Pendant que notre ministre très respecté réfléchit à la prochaine mise en place d'une "morale laïque" dans nos écoles, nous rentrons.
Dès vendredi dernier 31 août. Un jour en avance sur le calendrier normal, car depuis des années, au nom de notre engagement pour notre mission sacrée, nos inspecteurs en décident ainsi sans qu'on nous paye un centime.
Notre école est ancienne. Un nouveau bâtiment biscornu a complété l'ancien, lui-même aménagé de bric et de broc. Quatre salles de classe à l'origine, douze aujourd'hui.
L'une est perchée tout en haut d'une sorte de donjon, toute seule.
Trois autres à l'étage ne peuvent accueillir que dix-neuf élèves en même temps, à cause du seul et unique escalier qui y mène. Raisons de sécurité.
Depuis que les maîtres ont le privilège de devoir passer deux années de plus à l'université, pour cause de master, ils débarquent
dans l'arène devant les élèves directement.
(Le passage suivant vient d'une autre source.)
PR #1718, opened 2023-11-15
Chore: test python model table properties inline

treysp:
Some engines only allow specific table properties

### DIFF
--- a/tests/core/test_model.py
+++ b/tests/core/test_model.py
@@ -1985,12 +1985,12 @@ def test_model_table_properties() -> None:
     def my_model(context, **kwargs):
         pass
 
-    m = model.get_registry()["my_model"].model(
+    python_model = model.get_registry()["my_model"].model(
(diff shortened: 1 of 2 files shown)


izeigerman (approved):

tests/core/test_model.py
```diff
@@ -1969,16 +1969,36 @@ def test_custom_interval_unit():
...
+            "format": "PARQUET",
+            "bucket_count": 0,
+            "orc_bloom_filter_fpp": 0.05,
+            "auto_purge": False,
+        },
+    )
+    def my_model(context, **kwargs):
+        pass
+
+    m = model.get_registry()["my_model"].model(
```
georgesittas, line 1988: [Nit] should we rename this to `python_model = ...` for consistency with the `sql_model` changes below?

georgesittas (approved):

En haut lieu, on a tout de même considéré que le procédé était un peu risqué, d'où quelques timides garde-fous: pas de CP, ni de CM2, ni de double niveau, ni d'aménagement dans une classe isolée pour les nouveaux profs.
Quand bien même on leur refilait froidement, il y a peu, des morceaux de classes dispersés, composés de camaïeux de maternelle, de CM2 et de niveaux multiples à foison. "
Ça sera formateur, Mademoiselle".
Notre école accumule les défis. Nous avons passé des heures de notre précieux temps offert, le 31 août, à tenter de résoudre ce casse-tête. Nos nerfs, on les a passés ensuite sur les kilos de livres à trimballer, comme les tables et les cartons. C'est le boulot de la mairie? Ah bon?
Voici les cartes de notre jeu:
- carte des recoins isolés (interdits aux nouveaux)
- carte des CP, CM2, doubles-niveaux (interdits aux nouveaux).
- carte des effectifs: les classes sont presque toutes chargées bloc. Vingt-huit en CP, trente-deux en CM1, trente et un en CM2... (pas de classes trop chargées pour les nouveaux)
- carte de la possible ouverture de classe à laquelle le nombre d'élèves nous donne droit, en principe.
Cette situation était prévisible dès juin dernier.
- carte de la patience. Le 7 septembre: nous attendons toujours. Tout est provisoire car, si l'ouverture tant attendue est autorisée, alors il faudra réorganiser toutes les classes.
Les commandes de matériel sont en attente.
Le travail est en attente.
Tout est en attente.
Bien entendu, les réseaux d'aide ayant disparu, les enfants en difficulté (doux euphémisme pour quelques-uns) sont livrés tout crus aux classes de trente et plus.
Les remplaçants sont en voie de disparition accélérée: interdiction de tomber malade.
C'est un bordel insensé. Ça y est, j'ai craqué.
Je me reprends.
Je m'en vais préparer mes programmations évaluatives de morale laïque. Notre bon ministre a raison:
"C
'est un ensemble de valeurs que nous devons partager (...) la connaissance des règles de la société, du droit, du fonctionnement de la démocratie, mais aussi toutes les questions que l'on se pose sur le sens de l'existence humaine, sur le rapport à soi, aux autres, à ce qui fait une vie heureuse ou une vie bonne... La République doit enseigner sa vision de ce que sont les vertus et les vices, le bien et le mal, le juste et l'injuste."